II [5] We have generally found public censure to be an appropriate disciplinary sanction for lawyers who have committed misdemeanor offenses, at least where the offense was not directly related to the attorney's practice of law. See People v. Buckley, 848 P.2d 353 (Colo. 1993) (theft of item having value less than $50 warrants public censure); People v. Borchard, 825 P.2d 999 (Colo. 1992) (public censure appropriate for attorney convicted of misdemeanor failure to file federal income tax return); People v. Senn, 824 P.2d 822 (Colo. 1992) (attorney who committed prohibited use of weapon publicly censured); cf. People v. Wallace, 837 P.2d 1223 (Colo. 1992) (conviction for misdemeanor assault warrants three-month suspension where conduct caused serious injury on more than one occasion). See also People v. Fahselt, 807 P.2d 586 (Colo. 1991) (convictions of vehicular assault, driving under the influence of intoxicating liquor, failing to maintain liability insurance, and reckless driving warrant public censure when considered with mitigating factors).

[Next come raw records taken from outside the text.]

PR #1164, opened 2026-04-07
isssue1147

### LINKED ISSUE #1147: Some of BFV EvalAdd/Sub* procedures produce incorrect results when ciphertexts have mismatched DCRTPoly formats (EVALUATION vs COEFFICIENT)
See https://openfhe.discourse.group/t/bug-report-bfv-evaladd-produces-incorrect-results-when-ciphertexts-have-mismatched-dcrtpoly-formats-evaluation-vs-coefficient/2304 for more details

pascoec:
Added checks and conversions to
1. EvalAddInPlace
2. EvalSubInPlace
3. EvalMultInPlace for ciphertext and plaintext

### DIFF
--- a/src/pke/lib/schemebase/base-leveledshe.cpp
+++ b/src/pke/lib/schemebase/base-leveledshe.cpp
@@ -89,9 +89,14 @@ Ciphertext<Element> LeveledSHEBase<Element>::EvalAdd(ConstCiphertext<Element>& c
 template <class Element>
 void LeveledSHEBase<Element>::EvalAddInPlace(Ciphertext<Element>& ciphertext, ConstPlaintext& plaintext) const {
     auto& cv = ciphertext->GetElements();
-    auto pt  = plaintext->GetElement<Element>();
-    pt.SetFormat(cv[0].GetFormat());
-    cv[0] += pt;
+    if (cv[0].GetFormat() == plaintext->GetElement<Element>().GetFormat()) {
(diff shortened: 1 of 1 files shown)


src/pke/lib/schemebase/base-leveledshe.cpp
```diff
@@ -172,10 +182,16 @@ Ciphertext<Element> LeveledSHEBase<Element>::EvalMult(ConstCiphertext<Element>&
 
 template <class Element>
 void LeveledSHEBase<Element>::EvalMultInPlace(Ciphertext<Element>& ciphertext, ConstPlaintext& plaintext) const {
-    auto pt = plaintext->GetElement<Element>();
-    pt.SetFormat(Format::EVALUATION);
-    for (auto& c : ciphertext->GetElements())
-        c *= pt;
+    if (plaintext->GetElement<Element>().GetFormat() == Format::EVALUATION) {
```
yspolyakov, line 185: What if the ciphertext is in the COEFFICIENT representation and plaintext in the EVALUATION representation?

pascoec: Then line 187 will throw an error

yspolyakov: It seems like the logic is different from Add/Sub. In my mind, it should check whether both of them are in EVALUATION, adjust if needed, and then do the multiplication

yspolyakov (approved):

PR #1192, opened 2026-05-26
Add API for serializing/deserializing bootstrapping keys

### LINKED ISSUE #353: Add API for serializing bootstrapping keys
We have APIs for SerializeEvalMultKey and SerializeEvalAutomorphismKey. We should add one for bootstrapping keys. Maybe it is possible to serialize bootstrapping keys with the SerializeEvalAutomorphismKey API, but we need to double check.

dsuponitskiy:
1.added API for serializing/deserializing bootstrapping keys
2. fixed a bug in 
static bool DeserializeEvalAutomorphismKey(std::istream& ser, const ST& sertype, const std::string& keyTag,
                                               const std::vector<uint32_t>& indexList)

### DIFF
--- a/src/pke/examples/ckks-bootstrap-keys-serial.cpp
+++ b/src/pke/examples/ckks-bootstrap-keys-serial.cpp
@@ -127,7 +127,8 @@ int main() {
 
     std::ofstream bootstrapKeyOut(DATAFOLDER + bootstrapKeyLocation, std::ios::out | std::ios::binary);
     ErrorCheck(bootstrapKeyOut.is_open(), "Error opening bootstrap eval-key output file");
-    ErrorCheck(serverCC->SerializeEvalBootstrapKey(bootstrapKeyOut, SerType::BINARY, keyPair.secretKey, numSlots),
+    ErrorCheck(serverCC->SerializeEvalBootstrapKey(bootstrapKeyOut, SerType::BINARY, serverCC,
+                                                   keyPair.secretKey->GetKeyTag(), numSlots),
                "Error serializing bootstrap eval keys");
     bootstrapKeyOut.close();
 
@@ -148,6 +149,8 @@ int main() {
                "Error deserializing secret key");
     ErrorCheck(Serial::DeserializeFromFile(DATAFOLDER + ciphertextLocation, clientCiphertext, SerType::BINARY),
                "Error deserializing ciphertext");
+    clientCC->EvalBootstrapSetup(levelBudget, {0, 0}, numSlots);
+    const auto bootstrapKeyIndices = clientCC->GetScheme()->EvalBootstrapKeyMapIndices(clientCC, numSlots);
 
     std::ifstream multKeyIn(DATAFOLDER + multKeyLocation, std::ios::in | std::ios::binary);
     ErrorCheck(multKeyIn.is_open(), "Error opening eval-mult key input file");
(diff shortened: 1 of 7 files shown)


src/pke/examples/ckks-bootstrap-keys-serial.cpp
```diff
@@ -0,0 +1,177 @@
...
+               "Error serializing ciphertext");
+
+    std::ofstream multKeyOut(DATAFOLDER + multKeyLocation, std::ios::out | std::ios::binary);
+    ErrorCheck(multKeyOut.is_open(), "Error opening eval-mult key output file");
+    ErrorCheck(serverCC->SerializeEvalMultKey(multKeyOut, SerType::BINARY), "Error serializing eval-mult keys");
+    multKeyOut.close();
+
+    std::ofstream bootstrapKeyOut(DATAFOLDER + bootstrapKeyLocation, std::ios::out | std::ios::binary);
+    ErrorCheck(bootstrapKeyOut.is_open(), "Error opening bootstrap eval-key output file");
+    ErrorCheck(serverCC->SerializeEvalBootstrapKey(bootstrapKeyOut, SerType::BINARY, keyPair.secretKey, numSlots),
```
yspolyakov: Why is secretKey supplied as an argument? Whoever has access to the bootstrapping key does not need to have access to the secret key.

src/pke/examples/ckks-bootstrap-keys-serial.cpp
```diff
@@ -0,0 +1,177 @@
...
+               "Error deserializing ciphertext");
+
+    std::ifstream multKeyIn(DATAFOLDER + multKeyLocation, std::ios::in | std::ios::binary);
+    ErrorCheck(multKeyIn.is_open(), "Error opening eval-mult key input file");
+    ErrorCheck(clientCC->DeserializeEvalMultKey(multKeyIn, SerType::BINARY), "Error deserializing eval-mult keys");
+    multKeyIn.close();
+
+    std::ifstream bootstrapKeyIn(DATAFOLDER + bootstrapKeyLocation, std::ios::in | std::ios::binary);
+    ErrorCheck(bootstrapKeyIn.is_open(), "Error opening bootstrap eval-key input file");
+    ErrorCheck(clientCC->DeserializeEvalAutomorphismKey(bootstrapKeyIn, SerType::BINARY),
```
yspolyakov: I suggest showing both options of deserializing the bootstrapping keys. The call using DeserializedEvalBootstrapKey will be used more frequently.

src/pke/include/scheme/ckksrns/ckksrns-fhe.h
```diff
@@ -150,6 +150,8 @@ class FHECKKSRNS : public FHERNS {
     std::shared_ptr<std::map<uint32_t, EvalKey<DCRTPoly>>> EvalBootstrapKeyGen(const PrivateKey<DCRTPoly> privateKey,
                                                                                uint32_t slots) override;
 
+    std::vector<uint32_t> EvalBootstrapKeyMapIndices(const PrivateKey<DCRTPoly> privateKey, uint32_t slots) override;
```
yspolyakov: Why is private key supplied as an argument? This function may be called by a party that does not have access to the private key.

src/pke/lib/scheme/ckksrns/ckksrns-fhe.cpp
```diff
@@ -299,6 +299,31 @@ std::shared_ptr<std::map<uint32_t, EvalKey<DCRTPoly>>> FHECKKSRNS::EvalBootstrap
...
+std::vector<uint32_t> FHECKKSRNS::EvalBootstrapKeyMapIndices(const PrivateKey<DCRTPoly> privateKey, uint32_t slots) {
+    const auto cryptoParams = std::dynamic_pointer_cast<CryptoParametersCKKSRNS>(privateKey->GetCryptoParameters());
+    if (!cryptoParams)
+        OPENFHE_THROW("Invalid crypto parameters: expected CryptoParametersCKKSRNS");
+
+    auto cc = privateKey->GetCryptoContext();
+    auto M  = cc->GetCyclotomicOrder();
+
+    slots                         = (slots == 0) ? M / 4 : slots;
+    const auto bootstrapRotations = FindBootstrapRotationIndices(slots, M);
```
yspolyakov: I suggest having a suffix of Indices in this variable

yspolyakov (approved):

PR #1211, opened 2026-06-30
Make the rounding in IntBootDecrypt constant-time

### LINKED ISSUE #1198: Make core subroutines that touch sensitive key material or data constant-time
The goal is to provide protection against side channel attacks. For server-side operations, we can still use (faster) core subroutines with varying-time execution. An initial version of the implementation is discussed at https://github.com/openfheorg/openfhe-development/pull/1177.

BAder82t:
Part of #1198.

## Problem

`PolynomialRound`, called from `IntBootDecrypt`, rounds `cs = c1*s + c0`, which depends on the secret key. Its 128-bit loop branched on that value for every coefficient:

- `if (x128 > Q) x128 %= Q;` calls `__umodti3`, whose run time depends on its operands.
- `if ((x128 > Q1quart) && (x128 <= Q3quart))` is the rounding decision itself.

The first version of this PR swapped `ModMulFastConst` and `ModAddFastEq` for masked variants but left both branches in place. Compiled in isolation with clang, those two functions were already branch-free, so the loop did not change. This version removes the branches. It is rebased on current `dev`.

## Change

- Each term of `x128` is below `Q`, so `x128 < 2Q` and `% Q` becomes one masked subtraction (`ct::SubIfGE`).
- The rounding decision becomes a mask, and `qHalf & mask` is always added (`ModAddFastEqCT`).
- New `utils/constanttime.h` with `TopBitMask`, `LessMask` and `SubIfGE`. The bit each mask is built from passes through `ValueBarrier`, the approach of BoringSSL's `value_barrier_w`. Without it, clang on x86-64 turned the rounding mask back into a jump. The barrier is a no-op on MSVC and Emscripten.
- `ModMulFastConstCT` and `ModAddFastEqCT` are added next to the originals, which are unchanged. Server-side code (NTT, EvalMult) is untouched.

Out of scope: the BigInteger fallback in `PolynomialRound` (no double-width native integer, e.g. `NATIVE_SIZE=128`; marked in a comment), and the rest of `IntBootDecrypt` (`c1 * s` and the inverse NTT). `ModMulFastConstCT` is not constant-time where `MultDHi` falls back to `MultDPortable` (documented in its comment); those builds take the BigInteger fallback, not the masked loop.

## Verification

Rounding loop of `PolynomialRound` in the compiled object (`-O3`):

| Build | `__umodti3` calls | Conditional branches in the loop |
|---|---|---|
| before, clang 21 arm64 | 1 | several on `x128`, plus the loop counter |
| after, clang 21 arm64 | 0 | loop counter only |
| after, clang 21 x86-64 | 0 | loop counter only |
| after, GCC 15 arm64 | 0 | loop counter only |

Tests:

- New `INTERACTIVE_MP_BOOT_ROUNDING_2PARTY_ONLY`: with `c1 = 0`, `IntBootDecrypt` rounds a chosen `c0` whose coefficients sit at and next to `Q/4` and `3Q/4`, plus `Q/2`, `0`, `Q-1` and random values, checked against a BigInteger reference. Changing `<=` to `<` in the old loop makes it fail while the existing decrypt test still passes.
- New `UTConstantTime`: the helpers against branching definitions for 32-, 64- and 128-bit words, and the constant-time variants against the originals at edge and random inputs.
- `core_tests` 167/167 and `pke_tests` 2034/2034, including the interactive bootstrapping tests.
- The changed files build with `-Wall -Werror` at `NATIVE_SIZE=128`, at `NATIVE_SIZE=32` (where the masked loop runs with a 64-bit `x128`), and with GCC 15.

`PolynomialRound` alone, 60-bit moduli, single thread, Apple Silicon with clang; before and after produce identical output:

| Ring dimension | Before | After |
|---|---|---|
| 2^16 | 11.9–13.3 ns/coeff | 4.1–4.8 ns/coeff |
| 2^12 | 4.8 ns/coeff | 5.2 ns/coeff |

### DIFF
--- a/src/core/include/math/hal/intnat/ubintnat.h
+++ b/src/core/include/math/hal/intnat/ubintnat.h
@@ -41,6 +41,7 @@
 #include "math/hal/integer.h"
 #include "math/nbtheory.h"
 
+#include "utils/constanttime.h"
 #include "utils/debug.h"
 #include "utils/exception.h"
 #include "utils/inttypes.h"
@@ -756,6 +757,11 @@ public:
         return *this;
     }
 
+    NativeIntegerT& ModAddFastEqCT(const NativeIntegerT& b, const NativeIntegerT& modulus) {
+        m_value = ::lbcrypto::ct::SubIfGE(m_value + b.m_value, modulus.m_value);
+        return *this;
+    }
+
     /**
    * Barrett modulus addition operation.
    *
@@ -1466,6 +1472,13 @@ public:
         NativeInt q = MultDHi(m_value, bInv.m_value) + 1;
         auto yprime = static_cast<SignedNativeInt>(m_value * b.m_value - q * modulus.m_value);
         return {yprime >= 0 ? yprime : yprime + modulus.m_value};
+    }
+
+    NativeIntegerT ModMulFastConstCT(const NativeIntegerT& b, const NativeIntegerT& modulus,
+                                     const NativeIntegerT& bInv) const {
+        NativeInt q            = MultDHi(m_value, bInv.m_value) + 1;
+        SignedNativeInt yprime = static_cast<SignedNativeInt>(m_value * b.m_value - q * modulus.m_value);
+        return {static_cast<NativeInt>(::lbcrypto::ct::AddIfNeg(yprime, static_cast<SignedNativeInt>(modulus.m_value)))};
     }
 
     /**
--- a/src/core/include/utils/constanttime.h
+++ b/src/core/include/utils/constanttime.h
@@ -1,0 +1,82 @@
+//==================================================================================
+// BSD 2-Clause License
+//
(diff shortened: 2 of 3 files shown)


BAder82t:
I updated PR. The first version replaced ModMulFastConst and ModAddFastEq with masked versions, but realised that the loop in PolynomialRound still had the % Q and the if that decides the rounding, so it was not constant-time. Clang also already compiled those two functions without branches, so the first version did not change the loop.

This version removes both branches. The reduction is now one masked subtraction and the rounding decision is a mask. I checked the compiled loop with clang (arm64 and x86-64) and GCC 15, and the only branch left is the loop counter.

I added a test for the rounding boundaries, and core_tests and pke_tests pass. It is about 3x faster at ring dimension 2^16 and about 8% slower at 2^12. The details are in the description.
Since this only covers one part of #1198, I changed from Closes to Part of.

PR #1213, opened 2026-06-30
Retain large allocations on the heap by default

### LINKED ISSUE #1212: Add mallopt static initializer to reduce the number of page faults
OpenFHE ops repeatedly allocate and free large (~0.5–30 MB) polynomial buffers. By default glibc returns each freed buffer to the OS (heap-trim via brk, or munmap), so the next op re-faults those pages from the kernel. Single-threaded page-fault/kernel overhead up to 2× observed on allocation-bound ops e.g., EvalAdd. Modify default policy to keep large allocations on the heap and never auto-trim so buffers are reused instead of re-faulted. Runs once at library load at the cost of higher retained RSS without explicit trim.

pascoec:
OpenFHE operations repeatedly allocate and free large (~0.5–30 MB) polynomial buffers. By default glibc returns each freed buffer to the OS (brk trim / munmap) and re-faults the pages on the next operation; single-threaded, this page-fault/kernel overhead can dominate runtime (~2× on allocation-bound ops such as EvalAdd).

This change sets, once at library load (glibc only):

M_MMAP_MAX = 0 — keep large allocations on the heap
M_TRIM_THRESHOLD = -1 — never auto-return the heap to the OS so freed buffers are reused instead of re-faulted.

Trade-off is higher retained RSS. To bound it, a new AllocTrim() helper explicitly returns free memory to the OS and is called at quiescent teardown points (ClearStaticMapsAndVectors, ReleaseAllContexts).

Notes:
glibc-only; a no-op on other platforms.
AllocTrim() is a performance/RSS utility, not secure erasure — use secure_memset() to wipe sensitive data. It is not async-signal-safe.

### DIFF
--- a/docs/static_docs/Best_Performance.md
+++ b/docs/static_docs/Best_Performance.md
@@ -47,8 +47,8 @@ If an alternative parallelization mechanism is used, e.g., pthreads, C++11 threa
 
 # Memory Allocation Policy
 
-OpenFHE allocates and frees many large polynomial buffers (~0.5–30 MB each) throughout normal operation. Under the default allocator policy, freed buffers of this size are returned to the OS as soon as they are released, resulting in many re-faults when new buffers are requested in subsequent operations.
-When operations run back-toback, this allocate / return / re-fault churn adds substantial page-fault and kernel overhead, resulting in reduced performance.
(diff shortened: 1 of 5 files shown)


yspolyakov:
Please update `Best_Performance.md` to discuss the usage of `AllocTrim()`.

yspolyakov (approved):

PR #823, opened 2023-09-24
Update github.com/avast/retry-go to v4.5.0

hakman:


pkg/exporters/stackdriver/stackdriver_exporter.go
```diff
@@ -30,7 +30,7 @@ import (
 	"google.golang.org/api/option"
 	"k8s.io/klog/v2"
 
-	"github.com/avast/retry-go"
+	"github.com/avast/retry-go/v4"
 	"k8s.io/node-problem-detector/pkg/exporters"
```
MartinForReal, line 34: I'm wondering if import statements can be sorted using goimports

hakman: Probably not so hard. There's also a need to verify during automated testing.

PR #824, opened 2023-09-25
Add disk/percent_used and memory/percent_used

kasbert:
Add percentage of disk and memory usage based on the values in disk/bytes_used and memory/bytes_used .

[6] Here there are three misdemeanor convictions, an aggravating factor under Standard 9.22(c) of the American Bar Association's Standards for Imposing Lawyer Sanctions (1991 Supp. 1992) (ABA Standards). The assault conviction is over five years old, however, and one of the DWAI convictions is almost ten years old. Neither the stipulation nor the sparse record discloses the reason for the delay in these proceedings.
[7] An additional and more serious aggravating factor is that the respondent has been the subject of prior discipline. ABA Standards 9.22(a). In 1989, he was suspended for one year and one day for intentionally damaging a client, neglecting legal matters, and failing to comply with the reasonable requests of the grievance committee. People v. Flores, 772 P.2d 610 (Colo. 1989). The respondent was again suspended for one year and one day in 1991 for misconduct similar to the earlier case. People v. Flores, 804 P.2d 192 (Colo. 1991). The respondent remains suspended from the practice of law and his petition for reinstatement was denied on July 22, 1993. No new petition for reinstatement will be accepted before July 1995. See C.R.C.P. 241.22(g).
[8] If an additional period of suspension were added at this point, it would have little if any practical effect, and it would not afford a meaningful extra measure of protection for the public. Accordingly, we accept the stipulation, agreement, and conditional admission of misconduct, and the inquiry panel's recommendation of a public censure. Two members of the court, however, would have rejected the stipulation and returned the case to the grievance committee for further proceedings.
III [9] It is hereby ordered that Robert Anthony Flores be publicly censured. It is further *Page 1184 ordered that Flores pay the costs of this proceeding in the amount of $52.37 within thirty days after the announcement of this opinion to the Supreme Court Grievance Committee, 600 Seventeenth Street, Suite 920-S, Dominion Plaza, Denver, Colorado 80202.